Colby Banbury, Chuteng Zhou, Igor Fedorov, Ramon Matas Navarro, Urmish Thakker, Dibakar Gope, Vijay Janapa Reddi, Matthew Mattina, Paul N. Whatmough

Published @ MLSys 2021

Talk

Abstract:

Executing machine learning workloads locally on resource constrained microcontrollers (MCUs) promises to drastically expand the application space of IoT. However, so-called TinyML presents severe technical challenges, as deep neural network inference demands a large compute and memory budget. To address this challenge, neural architecture search (NAS) promises to help design accurate ML models that meet the tight MCU memory, latency and energy constraints. A key component of NAS algorithms is their latency/energy model, i.e., the mapping from a given neural network architecture to its inference latency/energy on an MCU. In this paper, we observe an intriguing property of NAS search spaces for MCU model design: on average, model latency varies linearly with model operation (op) count under a uniform prior over models in the search space. Exploiting this insight, we employ differentiable NAS (DNAS) to search for models with low memory usage and low op count, where op count is treated as a viable proxy to latency. Experimental results validate our methodology, yielding our MicroNet models, which we deploy on MCUs using Tensorflow Lite Micro, a standard open-source NN inference runtime widely used in the TinyML community. MicroNets demonstrate state-of-the-art results for all three TinyMLperf industry-standard benchmark tasks: visual wake words, audio keyword spotting, and anomaly detection. Models and training scripts can be found here.

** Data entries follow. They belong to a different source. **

PR #561, opened 2021-01-23
Move bottle to subdirectory if linkage or test failed

### LINKED ISSUE #559: Rename bottles instead of deleting them when post-build tests fail
Currently, test-bot deletes bottles that fail the post-build tests (e.g. `brew test` or `brew linkage --test`). This is designed to avoid the shipment of broken bottles. However, it also removes one avenue of investigating these failures: manually downloading the bottle for inspection and local testing.

I propose that test-bot rename the broken bottles instead. I believe the relevant piece of code is

https://github.com/Homebrew/homebrew-test-bot/blob/328a7db428ced7e2971a72d380e5f9ea5883b9ab/lib/tests/formulae.rb#L657-L660

I'll try to get around to this when I have the time for it, but anyone else can feel free to work on this in the meantime.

Benchmarking TinyML Systems:
Challenges and directions

Colby Banbury, Vijay Janapa Reddi, Max Lam, William Fu, Amin Fazel, Jeremy Holleman, Xinyuan Huang, Robert Hurtado, David Kanter, Anton Lokhmotov, David Patterson, Danilo Pau, Jae-sun Seo, Jeff Sieracki, Urmish Thakker, Marian Verhelst, Poonam Yadav

arXiv

Abstract:

Recent advancements in ultra-low-power machine learning (TinyML) hardware promises to unlock an entirely new class of smart applications. However, continued progress is limited by the lack of a widely accepted benchmark for these systems. Benchmarking allows us to measure and thereby systematically compare, evaluate, and improve the performance of systems and is therefore fundamental to a field reaching maturity. In this position paper, we present the current landscape of TinyML and discuss the challenges and direction towards developing a fair and useful hardware benchmark for TinyML workloads. Furthermore, we present our four benchmarks and discuss our selection methodology. Our viewpoints reflect the collective thoughts of the TinyMLPerf working group that is comprised of over 30 organizations.